Silent Truths ~ The Risk Averse Alert

Monday, August 01, 2011

Silent Truths


How is it that, according to some in Congress, Treasury's default is not an option — a correct view, no doubt — yet allowing a plainly insolvent banking system to drag the nation's economy into the ground somehow is acceptable?

There is no greater undeniable truth whose silence must be broken: the banking system is insolvent. Washington's policy response following the collapse of Adam Smith's Leveraged Ponzi Scheme in 2008 has not changed this reality one iota. GDP's awful Q2 collapse reported Friday stands as stark, irrefutable testament. Recent days' debt ceiling charade — Team Fraud's charge to kill the U.S. Treasury — is but icing on the cake.

One only need fathom this simple fact: were the banking system, indeed, solvent it would be physically impossible for those tens of trillions of dollars Treasury and the Fed have thrown at it these past few years to have such woefully muted effect. There is but one inescapable conclusion. The banking system is bust: bankrupt.

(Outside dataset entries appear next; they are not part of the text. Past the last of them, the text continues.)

PR #1287, opened 2019-05-22
Minor refactorings

Macroz:
I had a couple notes in my scratch file to do minor refactorings which I now did

### DIFF
--- a/src/cljs/rems/administration/create_workflow.cljs
+++ b/src/cljs/rems/administration/create_workflow.cljs
@@ -58,7 +58,7 @@
        (not (str/blank? (:title request)))
        (case (:type request)
          :auto-approve true
-         :dynamic (not (empty? (:handlers request)))
+         :dynamic (seq (:handlers request))
          nil false)))
 
 (defn build-create-request [form]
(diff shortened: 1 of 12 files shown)


src/cljs/rems/administration/create_workflow.cljs
```diff
@@ -58,7 +58,7 @@
        (not (str/blank? (:title request)))
        (case (:type request)
          :auto-approve true
-         :dynamic (not (empty? (:handlers request)))
+         :dynamic (seq (:handlers request))
```
opqdonut: this should return a boolean. IMO `(seq ...)` is a valid replacement for `(not (empty? ...))` only when the return value is used immediately

test/clj/rems/api/testing.clj
```diff
@@ -53,7 +53,7 @@
 
 (defn coll-is-not-empty? [data]
   (and (coll? data)
-       (not (empty? data))))
+       (seq data)))
```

Lo and behold, just as money talks and BS walks, Europe's biggest hedge fund just spoke volumes. The timing of this fund's last big dump is noteworthy, too, just months prior to the collapse of Lehman Brothers in September 2008.

Now, through those faithful servants of fascism in Congress who today drove a stake into the U.S. Treasury's heart, and in so doing virtually assure the very thing that, the greater preponderance of these not-so-well-educated, sophist cowards claim they desperately wish to avoid — default — we come to silent truth number two. In hastening the banking system's collapse by choking off debt the U.S. Treasury adds to it, Treasury's "full faith and credit" assuredly is doomed.

Think about it, will you. Connect the dots. An insolvent banking system being hung out to dry amidst collapsing GDP and clear signs of hyperinflationary breakdown across the globe portends but one thing: Uncle Sam's receipts are about to dramatically shrink. Enter a vicious negative feedback loop. It's only a matter of time before the U.S. Treasury's "full faith and credit" is as worthless as Barack Obama.

If you're thinking those who drove the market lower today following the standard, CME-driven, "come one, come all suckers" pre-market bid — this in momentary celebration of our president's skillfully slipping the noose around the U.S. Treasury's neck — are seeing things exactly as I do, then, truly, the spirit of the American Revolution desperately needs such wiser minds as yours among determined souls willing to fight these dangerous, woefully ignorant jerks driving the nation to ruin. Speak out. Truth revealed here positively must resound if the United States is to survive, and once again prosper. There is no hope without Glass-Steagall.


BKX

Well, what do you know... Not only is the banking system, fundamentally speaking, obviously doomed to those of us not at all convinced by Team Fraud's sophistry, but technically speaking, too, prospect of its demise appears imminently destined to become the not nearly so silent truth as is sadly so today.

Today's desperate drive to raise capital throughout larger EMU lynch pins (Italy and Spain) but heightens the probability that, the U.S. banking system's unraveling is but days away.

Now, before you go off thinking, Herr Bernanke and Herr Geithner will save the day, here's something you should consider. If Team Fraud is venturing destruction of the U.S. Treasury — part of an effort aiming to erase from the global landscape the very notion of sovereign nation states — then might these two monetarist monkeys have outlived their utility? Might it be time for these two boys to be forcibly removed from the stage? (This question is all the more compelling when you consider who has been calling for their ignominious jailing, and just how badly Team Fraud would like to remove the likes from the picture, possibly playing a "Lee Harvey Oswald card," venturing to kill two birds with one stone.)